▶ **DIRECTIONS**
Find the string "into" in the entries and copy each line that has it.

Records from a collection:
PR #3584, opened 2017-03-01
[rb] update what gets logged at what level

titusfortner:
Any objections to changing these (less important) commands to `:debug`? This leaves `:info` as just what commands are sent to & from driver/server. I think that this is what is most useful when troubleshooting someone's issue. Unless you think there is anything else that is essential for basic troubleshooting? 

Also this adds details about what `ChildProcess` is doing.

Another thought. Does it make sense to change our `Kernel#warn` instances to `WebDriver.logger.warn`, since by default `Logger` displays warnings to `STDOUT`?

### DIFF
--- a/rb/lib/selenium/webdriver/remote/bridge.rb
+++ b/rb/lib/selenium/webdriver/remote/bridge.rb
@@ -40,7 +40,7 @@ module Selenium
           opts = opts.dup
 
           if opts.key?(:port)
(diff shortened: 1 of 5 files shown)


titusfortner:
@p0deje - added 2nd commit with changing `Kernel#warn` to `Logger#warn` - this is what you were suggesting, correct?

p0deje:
Looks good!

titusfortner:
Merged

PR #3585, opened 2017-03-01
[rb] move driver related functionality to Service classes

titusfortner:
This moves extraction of service arguments out of Bridge classes and into Service classes where they belong.

Additionally, in an attempt to better control / make more uniform what gets passed in directly to driver initialization, this creates `#driver_opts` for specifying switches by hash instead of an array of strings.

This code is backward compatible, but throws warnings for the outdated means of interacting with the driver. I contemplated requiring `:port` & `:driver_path` parameters to also go into the `:driver_opts` hash, but since every `Bridge` accepts these, I've leaned toward it not being necessary to deprecate current behavior.

### DIFF
--- a/rb/lib/selenium/webdriver/chrome/bridge.rb
+++ b/rb/lib/selenium/webdriver/chrome/bridge.rb
@@ -26,15 +26,25 @@ module Selenium
           opts[:desired_capabilities] = create_capabilities(opts)
 
           unless opts.key?(:url)
+            driver_path = opts.delete(:driver_path) || Chrome.driver_path
             port = opts.delete(:port) || Service::DEFAULT_PORT
-            service_args = opts.delete(:service_args) || {}
 
-            if opts[:service_log_path]
-              service_args.merge!(service_log_path: opts.delete(:service_log_path))
+            opts[:driver_opts] ||= {}
+            if opts.key? :service_log_path
+              warn <<-DEPRECATE.gsub(/\n +| {2,}/, ' ').freeze
+            [DEPRECATION] `:service_log_path` is deprecated. Use `driver_opts: {log_path: #{opts[:service_log_path]}}`
+              DEPRECATE
+              opts[:driver_opts][:log_path] = opts.delete :service_log_path
             end
 
-            driver_path = opts.delete(:driver_path) || Chrome.driver_path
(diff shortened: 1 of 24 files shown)


rb/lib/selenium/webdriver/chrome/bridge.rb
```diff
@@ -26,15 +26,25 @@ def initialize(opts = {})
...
           unless opts.key?(:url)
+            driver_path = opts.delete(:driver_path) || Chrome.driver_path
             port = opts.delete(:port) || Service::DEFAULT_PORT
-            service_args = opts.delete(:service_args) || {}
 
-            if opts[:service_log_path]
-              service_args.merge!(service_log_path: opts.delete(:service_log_path))
+            opts[:driver_opts] ||= {}
+            if opts.key? :service_log_path
+              warn <<-DEPRECATE.gsub(/\n +| {2,}/, ' ').freeze
```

▶ **ANSWER BELOW**
This moves extraction of service arguments out of Bridge classes and into Service classes where they belong.
This code is backward compatible, but throws warnings for the outdated means of interacting with the driver. I contemplated requiring `:port` & `:driver_path` parameters to also go into the `:driver_opts` hash, but since every `Bridge` accepts these, I've leaned toward it not being necessary to deprecate current behavior.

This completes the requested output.